The bankrupt’s estate essentially consists of all the property which belongs to or is vested in the bankrupt at the start of his bankruptcy (i.e. the date on which the bankruptcy order is made). The IA 1986 defines the bankrupt’s estate as follows:

Section 283(1)

  1. all property belonging to or vested in the bankrupt at the commencement of the bankruptcy; or
  2. any property which is or is treated as being comprised in the estate by virtue of the provisions of the Act which relate to the insolvency of individuals.

Under insolvency legislation, the term “property” is very defined widely. It includes money, goods, things in action, and every description of property wherever situated and also obligations and every description of interest, whether present or future or vested or contingent, arising out of, or incidental to, property.

In addition to assets that are readily available, the trustee may also lay claim to “after-acquired property”, that is property acquired after the date of the bankruptcy order but before the date of discharge. (For example, the court may order that part of the bankrupt’s income from employment should be paid to the trustee.)

The trustee may also claim any “future and contingent interests” the bankrupt may hold (i.e. an interest which is uncertain, either as to the person who will enjoy it in possession or as to the event on which it will arise), provided they exist as “proprietary interests” at the date of the bankruptcy. (For example, an interest in a life policy.)

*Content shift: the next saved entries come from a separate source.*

PR #1470, opened 2026-06-15
Fix default SubnetSet IPAddressType calculation

yanjunz97:
The default SubnetSet should not be created when NSX VPC does not have IPBlocks.

Testing done:
Create a pre-created namespace without private and privatetgw cidr
Observed no vm-default or pod-default SubnetSet is created

### DIFF
--- a/pkg/controllers/networkinfo/networkinfo_controller.go
+++ b/pkg/controllers/networkinfo/networkinfo_controller.go
@@ -142,9 +142,11 @@ func (r *NetworkInfoReconciler) computeSubnetSetIPAddressType(hasIPv4CIDR, hasIP
 	} else if hasIPv4CIDR {
 		vpcIPFamily = v1alpha1.IPAddressTypeIPv4
 	}
-	if vpcIPFamily != "" {
-		ipTypes = append(ipTypes, vpcIPFamily)
+	if vpcIPFamily == "" {
+		log.Info("VPC has no IPv4 or IPv6 blocks for default SubnetSet")
+		return IPAddressTypeNone
 	}
+	ipTypes = append(ipTypes, vpcIPFamily)
 
 	// Compute intersection using common utility
 	intersectedType, err := common.IntersectIPAddressTypes(ipTypes)
--- a/pkg/controllers/networkinfo/networkinfo_controller_test.go
+++ b/pkg/controllers/networkinfo/networkinfo_controller_test.go
@@ -2449,7 +2449,6 @@ func TestNetworkInfoReconciler_ComputeSubnetSetIPAddressType(t *testing.T) {
 		hasIPv4CIDR        bool
 		hasIPv6CIDR        bool
 		expected           v1alpha1.IPAddressType
-		expectedErr        bool
 	}{
 		{
 			name:               "Both supervisor and VPC support IPv4 and IPv6",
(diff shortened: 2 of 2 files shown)


poojav25:
LGTM

pkg/controllers/networkinfo/networkinfo_controller_test.go
```diff
@@ -2449,79 +2449,69 @@ func TestNetworkInfoReconciler_ComputeSubnetSetIPAddressType(t *testing.T) {
...
-			expectedErr:        false,
 		},
 		{
 			name:               "Supervisor IPv4 with VPC IPv6 only - no intersection",
 			supervisorIPFamily: v1alpha1.IPAddressTypeIPv4,
 			hasIPv4CIDR:        false,
 			hasIPv6CIDR:        true,
-			expected:           "",
-			expectedErr:        true,
+			expected:           v1alpha1.IPAddressType(""),
```
wenqiq: It can utilize constants `IPAddressTypeNone` here rather than hard-coded empty strings?

pkg/controllers/networkinfo/networkinfo_controller_test.go
```diff
@@ -2449,79 +2449,69 @@ func TestNetworkInfoReconciler_ComputeSubnetSetIPAddressType(t *testing.T) {
...
 		},
 		{
 			name:               "Supervisor IPv6 with VPC IPv4 only - no intersection",
 			supervisorIPFamily: v1alpha1.IPAddressTypeIPv6,
 			hasIPv4CIDR:        true,
 			hasIPv6CIDR:        false,
-			expected:           "",
-			expectedErr:        true,
+			expected:           v1alpha1.IPAddressType(""),
```
wenqiq: ditto

pkg/controllers/networkinfo/networkinfo_controller_test.go
```diff
@@ -2449,79 +2449,69 @@ func TestNetworkInfoReconciler_ComputeSubnetSetIPAddressType(t *testing.T) {
...
-			expectedErr:        false,
 		},
 		{
 			name:               "VPC has no CIDR blocks",
 			supervisorIPFamily: v1alpha1.IPAddressTypeIPv4IPv6,
 			hasIPv4CIDR:        false,
 			hasIPv6CIDR:        false,
-			expected:           v1alpha1.IPAddressTypeIPv4IPv6,
-			expectedErr:        false,
+			expected:           v1alpha1.IPAddressType(""),
```
wenqiq: ditto

pkg/controllers/networkinfo/networkinfo_controller.go
```diff
@@ -142,6 +142,10 @@ func (r *NetworkInfoReconciler) computeSubnetSetIPAddressType(hasIPv4CIDR, hasIP
 	} else if hasIPv4CIDR {
 		vpcIPFamily = v1alpha1.IPAddressTypeIPv4
 	}
+	if vpcIPFamily == "" {
+		log.Info("VPC has no IPv4 or IPv6 blocks for default SubnetSet")
+		return IPAddressTypeNone
+	}
 	if vpcIPFamily != "" {
 		ipTypes = append(ipTypes, vpcIPFamily)
```
wenqiq: I think we can just append directly here. After adding the early return in L147.

pkg/controllers/networkinfo/networkinfo_controller_test.go
yanjunz97: Updated, thanks

pkg/controllers/networkinfo/networkinfo_controller.go
yanjunz97: Updated, thanks!

wenqiq (approved):

poojav25 (approved):

PR #1471, opened 2026-06-16
Fix node TN ID lookup failure due to FQDN case sensitivity

heypnus:
Fix node TN ID lookup failure due to FQDN case sensitivity and optimize sync strategy

When the ESX host FQDN in NSX contains uppercase letters (e.g., Host-A.domain.local),
nsx-operator failed to match it with the Kubernetes node name which is typically lowercase,
resulting in "Failed to get Node ID for Pod" errors and pods stuck in ProviderFailed state.

This commit fixes the issue and optimizes the synchronization strategy by:
1. Making the NodeStore index key case-insensitive by converting FQDNs to lowercase.
2. Implementing a background goroutine that periodically performs a full `List` of NSX
   HostTransportNodes to keep the local cache fresh. The interval is configurable via
   `tn_id_check_interval` in `ncp.ini` (default 5 minutes).
3. Preventing store pollution by ensuring the background sync only updates nodes that
   are already known to Kubernetes (i.e., existing keys in the local NodeStore).
4. Removing the `InitializeResourceStore` logic for nodes on startup. This was a dry run
   that always returned 0 results (since HostTransportNodes lack cluster tags), resulting
   in an unnecessary NSX Search API call.

The refactored workflow:
1. Background Periodic Sync Workflow
```
+-----------------------------------------------------------------------------------------+
| NodeService.startPeriodicSync()                                                         |
|                                                                                         |
|  1. Ticker triggers every `tn_id_check_interval` (default 5 mins)                       |
|          |                                                                              |
|          v                                                                              |
|  2. Trigger full query: NSXClient.HostTransPortNodesClient.List()                       |
|          |                                                                              |
|          v                                                                              |
|    +-------------+                                                                      |
|    | NSX Manager |                                                                      |
|    +-------------+                                                                      |
|          |                                                                              |
|          | 3. Return all HostTransportNodes list                                        |
|          v                                                                              |
|  4. Build `nsxNodeMap` from results (Key: lowercase FQDN, Value: Node)                  |
|          |                                                                              |
|          v                                                                              |
|  5. Get all keys currently in local NodeStore (Nodes known to K8s)                      |
|          |                                                                              |
|          v                                                                              |
|  6. Iterate over local keys:                                                            |
|     For each `key`:                                                                     |
|       If `nsxNodeMap` has `key`:                                                        |
|           NodeStore.Apply(nsxNode)  <-- Update local cache with fresh NSX data          |
|       Else:                                                                             |
|           NodeStore.Delete(key)     <-- Node deleted in NSX, remove from local cache    |
|                                                                                         |
|  7. Sleep until next tick                                                               |
+-----------------------------------------------------------------------------------------+
```
2. Node Add Workflow (Triggered by K8s Node Event)
```
+----------------+
| K8s API Server |
+----------------+
        |
        | 1. Node Event (Add / Update)
        v
+----------------+
| NodeController |
+----------------+
        |
        | 2. Reconcile(nodeName)
        |    Calls SyncNodeStore(nodeName, deleted=false)
        v
+-----------------------------------------------------------------------------------------+
| NodeService.SyncNodeStore                                                               |
|                                                                                         |
|  3. Convert to lowercase: nodeNameLower = strings.ToLower(nodeName)                     |
|                                                                                         |
|  4. Query local cache: NodeStore.GetByIndex(IndexKeyNodeName, nodeNameLower)            |
|          |                                                                              |
|    +-----+-----+                                                                        |
|    |           |                                                                        |
| [Cache Hit] [Cache Miss]                                                                |
|    |           |                                                                        |
|    v           v                                                                        |
| [Return]    5. NSXClient.HostTransPortNodesClient.List()                                |
|                |                                                                        |
|                v                                                                        |
|             6. Iterate list & case-insensitive match (EqualFold)                        |
|                |                                                                        |
|             7. Write matched node to NodeStore                                          |
|                |                                                                        |
|                v                                                                        |
|             8. Return nil (Success)                                                     |
+-----------------------------------------------------------------------------------------+
```

Testing done:
1. update the node fqdn to upper case, then check the NSX Operator can reconcile the pod in the node
2. remove one node, the NSX Operator can delete the node from store.
3. add the node back, the NSX Operator can add the node to the store.

### DIFF
--- a/pkg/nsx/services/node/node.go
+++ b/pkg/nsx/services/node/node.go
@@ -2,7 +2,8 @@ package node
 
 import (
 	"fmt"
-	"sync"
+	"strings"
+	"time"
 
 	"github.com/vmware/vsphere-automation-sdk-go/services/nsxt/model"
 	"k8s.io/client-go/tools/cache"
@@ -21,15 +22,10 @@ var (
 type NodeService struct {
 	servicecommon.Service
 	NodeStore *NodeStore
+	stopChan  chan struct{}
 }
 
 func InitializeNode(service servicecommon.Service) (*NodeService, error) {
-	wg := sync.WaitGroup{}
-	wgDone := make(chan bool)
-	fatalErrors := make(chan error)
-
-	wg.Add(1)
-
 	nodeService := &NodeService{
 		Service: service,
 		NodeStore: &NodeStore{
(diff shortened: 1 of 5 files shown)


pkg/nsx/services/node/node.go
```diff
@@ -59,16 +61,43 @@ func InitializeNode(service servicecommon.Service) (*NodeService, error) {
...
+func (service *NodeService) syncAllNodes() {
+	nodeResults, err := service.NSXClient.HostTransPortNodesClient.List("default", "default", nil, nil, nil, nil, nil, nil, nil, nil, nil, nil)
+	err = nsxutil.TransNSXApiError(err)
+	if err != nil {
+		log.Error(err, "failed to list HostTransportNodes during periodic sync")
+		return
+	}
+	for _, node := range nodeResults.Results {
+		node := node
+		if err := service.NodeStore.Apply(&node); err != nil {
```
yanjunz97: Shall we only update the node already in the store, otherwise it will add the tn node that not related to the cluster in the store?

yanjunz97 (commented):
Overall LGTM, just one nit.

pkg/nsx/services/node/node.go
```diff
@@ -59,16 +61,43 @@ func InitializeNode(service servicecommon.Service) (*NodeService, error) {
...
-	return service.NodeStore.GetByIndex(servicecommon.IndexKeyNodeName, nodeName)
+	return service.NodeStore.GetByIndex(servicecommon.IndexKeyNodeName, strings.ToLower(nodeName))
 }
 
 func (service *NodeService) SyncNodeStore(nodeName string, deleted bool) error {
-	nodes := service.NodeStore.GetByIndex(servicecommon.IndexKeyNodeName, nodeName)
+	nodes := service.NodeStore.GetByIndex(servicecommon.IndexKeyNodeName, strings.ToLower(nodeName))
 	if len(nodes) > 1 {
 		return fmt.Errorf("multiple nodes found for node name %s", nodeName)
 	}
```
yanjunz97, line 127: If the node id may change, is that possible that we get more than 1 nodes here in some corner case, i.e. both node id and nodeName are changed?
Maybe when syncAllNodes, we should also delete the node in store if it does not present on NSX?

pkg/nsx/services/node/node.go
yanjunz97: I see there's an issue related to tn id may change when rejoining. Please feel free to resolve this comment if that's a reason to always add all tn node

dantingl (dismissed):
LGTM

pkg/nsx/services/node/node.go
heypnus: Thanks for pointing it out, added the cleanup logic.

pkg/nsx/services/node/node.go
heypnus: Good point, I added a node name check for the nodeResults.Results.

yanjunz97 (approved):
LGTM

seanpang-vmware (approved):

hickeng:
You probably don't want to use strings.EqualFold in a comparison if you're using strings.ToLower to normalize map keys as they process things differently and handle runes differently.

I'd recommend either using ToLower consistently, or using `cases.Fold()` to fold strings for map key use, eg.

```
package main

import (
	"fmt"
	"golang.org/x/text/cases"
)

func main() {
	// Create a stateless, concurrency-safe folder
	folder := cases.Fold()

	key1 := folder.String("GoLang")
	key2 := folder.String("golang")
	
	fmt.Println(key1 == key2) // true
}
```

I don't know how you handle unicode in FQDNs - the correct approach probably depends on whether it's blocked, uses Punycode encoding, or something else.

PR #1479, opened 2026-06-22
Truncate NSX DFW rule ID to 255 characters

heypnus:
When a SecurityPolicy contains many ports in a rule, the generated NSX Rule ID can exceed the maximum limit of 255 characters, leading to NSX API errors during policy creation.

This change uses `util.NormalizeId` in `buildExpandedRuleID` to properly truncate and hash the rule ID, ensuring it remains within the 255-character limit while avoiding name collisions.


dantingl (approved):

timdengyun (approved):
LGTM

PR #1480, opened 2026-06-22
Avoid update status if no change

yanjunz97:
Observed NSX Operator may update the CR status even if it is not changed.
This will result in a log of API calls in scaled testbed.
This PR reduce the number of update times for CR status.

Testing done:

Observe status update will be skipped when nothing change on status

```
2026-06-26 05:50:18.000 TRACE subnetset_controller.go:420 Conditions already match Existing Condition={"lastTransitionTime":"2026-06-18T07:24:50Z","message":"SubnetSet CR has been successfully created/updated","reason":"SubnetSetReady","status":"True","type":"Ready"} New Condition={"lastTransitionTime":"2026-06-26T05:50:18Z","message":"SubnetSet CR has been successfully created/updated","reason":"SubnetSetReady","status":"True","type":"Ready"}
```

### DIFF
--- a/pkg/controllers/ipaddressallocation/ipaddressallocation_controller.go
+++ b/pkg/controllers/ipaddressallocation/ipaddressallocation_controller.go
@@ -47,7 +47,7 @@ type IPAddressAllocationReconciler struct {
 
 func setReadyStatusFalse(client client.Client, ctx context.Context, obj client.Object, transitionTime metav1.Time, err error, _ ...interface{}) {
 	ipaddressallocation := obj.(*v1alpha1.IPAddressAllocation)
-	conditions := []v1alpha1.Condition{
+	newConditions := []v1alpha1.Condition{
 		{
 			Type:   v1alpha1.Ready,
 			Status: v1.ConditionFalse,
@@ -59,16 +59,12 @@ func setReadyStatusFalse(client client.Client, ctx context.Context, obj client.O
 			LastTransitionTime: transitionTime,
 		},
 	}
-	ipaddressallocation.Status.Conditions = conditions
-	e := client.Status().Update(ctx, ipaddressallocation)
-	if e != nil {
-		log.Error(e, "Unable to update IPAddressAllocation status", "IPAddressAllocation", ipaddressallocation)
-	}
+	updateIPAddressAllocationStatusConditions(client, ctx, ipaddressallocation, newConditions)
 }
 
 func setReadyStatusTrue(client client.Client, ctx context.Context, obj client.Object, transitionTime metav1.Time, _ ...interface{}) {
 	ipaddressallocation := obj.(*v1alpha1.IPAddressAllocation)
-	conditions := []v1alpha1.Condition{
+	newConditions := []v1alpha1.Condition{
 		{
 			Type:               v1alpha1.Ready,
 			Status:             v1.ConditionTrue,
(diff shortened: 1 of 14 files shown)


pkg/controllers/ipaddressallocation/ipaddressallocation_controller.go
```diff
@@ -77,11 +73,50 @@ func setReadyStatusTrue(client client.Client, ctx context.Context, obj client.Ob
...
+
+	if matchedCondition != nil && matchedCondition.Status == newCondition.Status && matchedCondition.Reason == newCondition.Reason && matchedCondition.Message == newCondition.Message {
+		log.Trace("Conditions already match", "New Condition", newCondition, "Existing Condition", matchedCondition)
+		return false
+	}
+
+	if matchedCondition != nil {
+		matchedCondition.Reason = newCondition.Reason
+		matchedCondition.Message = newCondition.Message
+		matchedCondition.Status = newCondition.Status
```
heypnus, line 106: Should we also update the `LastTransitionTime`?

pkg/controllers/networkinfo/networkinfo_utils.go
```diff
@@ -192,7 +188,6 @@ func mergeStatusCondition(conditions *[]v1alpha1.Condition, newCondition *v1alph
 		existingCondition.Reason = newCondition.Reason
 		existingCondition.Message = newCondition.Message
 		existingCondition.Status = newCondition.Status
-		existingCondition.LastTransitionTime = metav1.Now()
```
heypnus, line 195: ditto. Not sure why the `LastTransitionTime` was removed.

pkg/controllers/ipaddressallocation/ipaddressallocation_controller.go
```diff
@@ -77,11 +73,50 @@ func setReadyStatusTrue(client client.Client, ctx context.Context, obj client.Ob
...
 		},
 	}
-	ipaddressallocation.Status.Conditions = conditions
-	e := client.Status().Update(ctx, ipaddressallocation)
-	if e != nil {
-		log.Error(e, "Unable to update IPAddressAllocation status", "IPAddressAllocation", ipaddressallocation)
+	updateIPAddressAllocationStatusConditions(client, ctx, ipaddressallocation, newConditions)
+}
+
+func updateIPAddressAllocationStatusConditions(client client.Client, ctx context.Context, ipaddressallocation *v1alpha1.IPAddressAllocation, newConditions []v1alpha1.Condition) {
```
heypnus, line 79: Could you please add more UT for the changed logic?

pkg/controllers/ipaddressallocation/ipaddressallocation_controller.go
yanjunz97: It's to follow the other controller. But I think previously the condition is always considered as not match so that we skip the LastTransitionTime update to avoid infinite update. Now we correctly get the condition matched result. It should be fine for use to update the LastTransitionTime when status change.

pkg/controllers/networkinfo/networkinfo_utils.go
yanjunz97: Added as above.

pkg/controllers/ipaddressallocation/ipaddressallocation_controller.go
yanjunz97: Added, thanks!

heypnus (dismissed):

pkg/controllers/subnetset/subnetset_controller.go
```diff
@@ -413,7 +416,7 @@ func updateSubnetSetStatusConditions(client client.Client, ctx context.Context,
 func mergeSubnetSetStatusCondition(subnetSet *v1alpha1.SubnetSet, newCondition *v1alpha1.Condition) bool {
 	matchedCondition := getExistingConditionOfType(newCondition.Type, subnetSet.Status.Conditions)
 
-	if reflect.DeepEqual(matchedCondition, newCondition) {
+	if matchedCondition != nil && matchedCondition.Status == newCondition.Status && matchedCondition.Reason == newCondition.Reason && matchedCondition.Message == newCondition.Message {
```
TaoZou1: could you have a common help function like
 func IsConditionSemanticEqual(existing, newCond *v1alpha1.Condition) bool {
} ?

yanjunz97: Updated, thanks!

TaoZou1 (approved):

heypnus (approved):

PR #1481, opened 2026-06-22
[EAS] Generate CRD definition files for EAS API

seanpang-vmware:
Although eas server is using generic api which do not require CRD definitions, but the CRD file could clearly shows the data structure and other teams may use the CRDs to define their work


timdengyun (approved):
LGTM

dantingl (approved):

If the bankrupt has a “beneficial interest” in a property, whether freehold or leasehold (i.e. an interest in the proceeds of sale of the property) this interest will generally pass to the trustee for the benefit of the creditors. If the bankrupt jointly owns the property (perhaps with a spouse or partner) the beneficial interest is usually an equal share of the value (unless specified otherwise in the original conveyance or transfer document).  If the property has been mortgaged, the mortgage company has first claim on any proceeds of sale. Therefore, the bankrupt’s beneficial interest is calculated after deducting any loans secured against the property. In effect, the property passes to the trustee subject to the mortgagee’s interest and subject to the mortgagee’s right to take possession even after the bankruptcy and to exercise all the other rights of a mortgagee (including the right of sale)

Therefore the trustee will realise the bankrupts interest for the benefit of creditors even if the bankrupt becomes homeless as a result.